• _WORK INSTRUCTION_: From the records below, print exactly the lines starting at the one containing "## Known follow-ups (not blocking this draft)" and ending at the one containing "The way I see", ends included, and nothing else.

• _EXCERPTED RECORDS_:

● ● ● ● ● ● ●

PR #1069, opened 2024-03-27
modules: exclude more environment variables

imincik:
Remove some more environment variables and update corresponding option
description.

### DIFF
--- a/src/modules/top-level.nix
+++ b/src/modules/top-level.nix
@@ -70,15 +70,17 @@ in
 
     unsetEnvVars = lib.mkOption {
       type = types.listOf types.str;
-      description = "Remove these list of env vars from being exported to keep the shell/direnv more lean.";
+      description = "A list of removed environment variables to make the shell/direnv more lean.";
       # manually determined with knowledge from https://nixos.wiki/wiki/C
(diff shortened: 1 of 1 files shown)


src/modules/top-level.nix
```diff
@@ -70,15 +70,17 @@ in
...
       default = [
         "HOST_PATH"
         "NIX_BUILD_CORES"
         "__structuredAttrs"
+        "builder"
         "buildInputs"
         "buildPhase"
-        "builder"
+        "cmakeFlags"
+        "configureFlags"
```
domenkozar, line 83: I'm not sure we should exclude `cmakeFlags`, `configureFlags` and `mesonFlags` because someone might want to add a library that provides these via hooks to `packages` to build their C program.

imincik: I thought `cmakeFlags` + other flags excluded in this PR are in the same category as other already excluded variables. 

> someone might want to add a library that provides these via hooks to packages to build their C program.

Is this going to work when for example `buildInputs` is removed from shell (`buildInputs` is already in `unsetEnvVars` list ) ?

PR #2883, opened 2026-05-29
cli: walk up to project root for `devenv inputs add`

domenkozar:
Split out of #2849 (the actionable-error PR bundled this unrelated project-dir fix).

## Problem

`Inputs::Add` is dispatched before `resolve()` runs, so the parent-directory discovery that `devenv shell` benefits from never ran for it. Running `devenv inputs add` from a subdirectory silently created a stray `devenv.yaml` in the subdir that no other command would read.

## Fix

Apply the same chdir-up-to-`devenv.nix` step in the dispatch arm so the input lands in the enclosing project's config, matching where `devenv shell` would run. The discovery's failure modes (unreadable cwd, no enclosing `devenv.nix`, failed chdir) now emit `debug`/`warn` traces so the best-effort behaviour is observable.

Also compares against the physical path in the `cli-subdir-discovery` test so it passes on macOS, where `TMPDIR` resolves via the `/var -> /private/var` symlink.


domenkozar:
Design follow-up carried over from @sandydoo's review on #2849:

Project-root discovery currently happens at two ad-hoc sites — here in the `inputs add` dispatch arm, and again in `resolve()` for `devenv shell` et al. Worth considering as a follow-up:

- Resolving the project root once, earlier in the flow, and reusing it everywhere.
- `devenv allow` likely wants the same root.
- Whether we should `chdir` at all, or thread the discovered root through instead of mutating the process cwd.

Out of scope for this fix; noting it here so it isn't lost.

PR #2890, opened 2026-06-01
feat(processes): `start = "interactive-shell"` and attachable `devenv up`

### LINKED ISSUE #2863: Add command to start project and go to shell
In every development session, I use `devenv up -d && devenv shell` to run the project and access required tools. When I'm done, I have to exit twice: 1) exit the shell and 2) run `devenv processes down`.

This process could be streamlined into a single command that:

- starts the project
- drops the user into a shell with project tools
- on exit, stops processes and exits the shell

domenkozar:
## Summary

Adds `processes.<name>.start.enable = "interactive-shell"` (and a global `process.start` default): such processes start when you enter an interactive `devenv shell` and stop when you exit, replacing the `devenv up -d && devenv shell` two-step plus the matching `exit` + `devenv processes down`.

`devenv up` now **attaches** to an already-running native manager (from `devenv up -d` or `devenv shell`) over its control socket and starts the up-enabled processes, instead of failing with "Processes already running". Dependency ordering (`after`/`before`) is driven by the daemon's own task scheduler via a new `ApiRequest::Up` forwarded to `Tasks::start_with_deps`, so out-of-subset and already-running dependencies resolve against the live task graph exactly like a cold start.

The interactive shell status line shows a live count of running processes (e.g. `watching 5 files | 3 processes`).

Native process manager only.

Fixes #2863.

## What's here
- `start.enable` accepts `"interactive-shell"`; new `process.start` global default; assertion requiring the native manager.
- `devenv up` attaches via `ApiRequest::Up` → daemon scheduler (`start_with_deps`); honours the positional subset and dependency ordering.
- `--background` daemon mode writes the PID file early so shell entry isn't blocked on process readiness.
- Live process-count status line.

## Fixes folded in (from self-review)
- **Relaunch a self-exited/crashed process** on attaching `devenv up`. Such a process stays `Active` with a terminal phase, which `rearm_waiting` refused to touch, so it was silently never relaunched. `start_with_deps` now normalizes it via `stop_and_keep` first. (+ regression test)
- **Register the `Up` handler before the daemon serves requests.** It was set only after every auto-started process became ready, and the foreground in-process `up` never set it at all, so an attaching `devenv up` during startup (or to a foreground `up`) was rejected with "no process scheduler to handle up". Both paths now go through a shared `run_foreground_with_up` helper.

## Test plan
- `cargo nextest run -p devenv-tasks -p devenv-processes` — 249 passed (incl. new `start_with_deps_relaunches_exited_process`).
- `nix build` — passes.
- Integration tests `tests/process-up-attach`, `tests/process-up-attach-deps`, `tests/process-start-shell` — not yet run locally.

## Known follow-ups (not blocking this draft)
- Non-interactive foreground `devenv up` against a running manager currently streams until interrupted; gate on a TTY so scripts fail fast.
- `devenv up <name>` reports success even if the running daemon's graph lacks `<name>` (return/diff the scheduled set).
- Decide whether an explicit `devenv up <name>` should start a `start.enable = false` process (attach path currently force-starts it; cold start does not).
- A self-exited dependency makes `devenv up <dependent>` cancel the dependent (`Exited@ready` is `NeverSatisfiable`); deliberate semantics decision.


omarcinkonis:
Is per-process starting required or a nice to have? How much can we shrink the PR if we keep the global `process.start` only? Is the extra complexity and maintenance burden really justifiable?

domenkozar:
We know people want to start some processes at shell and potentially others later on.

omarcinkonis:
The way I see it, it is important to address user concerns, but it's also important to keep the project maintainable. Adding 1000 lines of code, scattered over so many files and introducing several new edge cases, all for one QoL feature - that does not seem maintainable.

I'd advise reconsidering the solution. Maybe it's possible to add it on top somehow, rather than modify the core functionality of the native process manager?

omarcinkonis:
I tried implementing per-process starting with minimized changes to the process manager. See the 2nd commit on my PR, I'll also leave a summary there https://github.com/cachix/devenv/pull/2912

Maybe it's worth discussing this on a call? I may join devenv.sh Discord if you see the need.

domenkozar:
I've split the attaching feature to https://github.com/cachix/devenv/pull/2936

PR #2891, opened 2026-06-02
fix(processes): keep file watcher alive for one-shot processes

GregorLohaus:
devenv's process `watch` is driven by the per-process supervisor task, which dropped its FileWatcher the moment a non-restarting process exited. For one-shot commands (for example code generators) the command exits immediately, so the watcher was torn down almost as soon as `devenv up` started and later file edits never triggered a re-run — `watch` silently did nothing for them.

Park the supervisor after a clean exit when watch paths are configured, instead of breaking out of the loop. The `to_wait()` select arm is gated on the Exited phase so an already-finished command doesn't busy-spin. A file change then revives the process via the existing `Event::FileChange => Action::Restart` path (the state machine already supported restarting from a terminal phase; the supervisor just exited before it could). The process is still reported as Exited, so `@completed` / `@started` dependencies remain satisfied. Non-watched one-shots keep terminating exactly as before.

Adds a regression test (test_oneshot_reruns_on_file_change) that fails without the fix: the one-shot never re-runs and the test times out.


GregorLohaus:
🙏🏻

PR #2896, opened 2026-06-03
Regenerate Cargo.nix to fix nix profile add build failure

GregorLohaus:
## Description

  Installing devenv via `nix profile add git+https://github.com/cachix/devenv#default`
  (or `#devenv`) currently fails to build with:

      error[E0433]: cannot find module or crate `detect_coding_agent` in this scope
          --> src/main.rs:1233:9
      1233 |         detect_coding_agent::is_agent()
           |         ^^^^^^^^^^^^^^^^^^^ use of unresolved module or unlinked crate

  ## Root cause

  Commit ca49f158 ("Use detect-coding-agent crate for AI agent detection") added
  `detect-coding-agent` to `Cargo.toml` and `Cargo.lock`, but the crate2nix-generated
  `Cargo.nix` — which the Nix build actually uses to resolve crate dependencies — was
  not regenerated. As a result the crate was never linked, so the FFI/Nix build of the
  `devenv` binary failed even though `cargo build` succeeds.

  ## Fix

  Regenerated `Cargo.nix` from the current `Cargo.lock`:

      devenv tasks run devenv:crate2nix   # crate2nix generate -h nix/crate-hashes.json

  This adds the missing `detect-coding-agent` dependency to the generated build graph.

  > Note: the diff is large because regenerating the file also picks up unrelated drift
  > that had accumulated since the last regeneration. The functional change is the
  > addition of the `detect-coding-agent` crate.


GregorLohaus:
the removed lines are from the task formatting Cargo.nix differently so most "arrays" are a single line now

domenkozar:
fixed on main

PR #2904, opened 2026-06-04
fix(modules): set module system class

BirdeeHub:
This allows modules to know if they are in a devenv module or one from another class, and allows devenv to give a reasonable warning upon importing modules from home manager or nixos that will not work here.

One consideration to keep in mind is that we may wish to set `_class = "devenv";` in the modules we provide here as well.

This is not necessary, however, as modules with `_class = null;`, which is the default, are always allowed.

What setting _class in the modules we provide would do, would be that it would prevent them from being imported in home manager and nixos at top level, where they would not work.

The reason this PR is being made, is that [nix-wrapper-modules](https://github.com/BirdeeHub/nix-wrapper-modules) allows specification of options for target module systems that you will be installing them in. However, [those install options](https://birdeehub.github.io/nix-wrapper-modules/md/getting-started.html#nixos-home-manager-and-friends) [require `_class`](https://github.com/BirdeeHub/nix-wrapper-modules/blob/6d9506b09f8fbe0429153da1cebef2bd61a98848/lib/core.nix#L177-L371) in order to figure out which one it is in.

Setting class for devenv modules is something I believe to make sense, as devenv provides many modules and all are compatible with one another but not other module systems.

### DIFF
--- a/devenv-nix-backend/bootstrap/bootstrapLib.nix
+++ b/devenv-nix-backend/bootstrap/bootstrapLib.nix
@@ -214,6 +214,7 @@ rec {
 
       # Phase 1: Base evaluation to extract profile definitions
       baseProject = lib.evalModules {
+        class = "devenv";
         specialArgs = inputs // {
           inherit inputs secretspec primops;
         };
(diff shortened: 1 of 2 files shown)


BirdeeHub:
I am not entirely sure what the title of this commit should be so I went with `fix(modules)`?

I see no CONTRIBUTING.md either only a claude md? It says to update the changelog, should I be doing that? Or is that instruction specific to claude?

● ● ● ● ● ● ●

• _RESPONSE AREA_:
## Known follow-ups (not blocking this draft)
- Non-interactive foreground `devenv up` against a running manager currently streams until interrupted; gate on a TTY so scripts fail fast.
- `devenv up <name>` reports success even if the running daemon's graph lacks `<name>` (return/diff the scheduled set).
- Decide whether an explicit `devenv up <name>` should start a `start.enable = false` process (attach path currently force-starts it; cold start does not).
- A self-exited dependency makes `devenv up <dependent>` cancel the dependent (`Exited@ready` is `NeverSatisfiable`); deliberate semantics decision.


omarcinkonis:
Is per-process starting required or a nice to have? How much can we shrink the PR if we keep the global `process.start` only? Is the extra complexity and maintenance burden really justifiable?

domenkozar:
We know people want to start some processes at shell and potentially others later on.

omarcinkonis:
The way I see it, it is important to address user concerns, but it's also important to keep the project maintainable. Adding 1000 lines of code, scattered over so many files and introducing several new edge cases, all for one QoL feature - that does not seem maintainable.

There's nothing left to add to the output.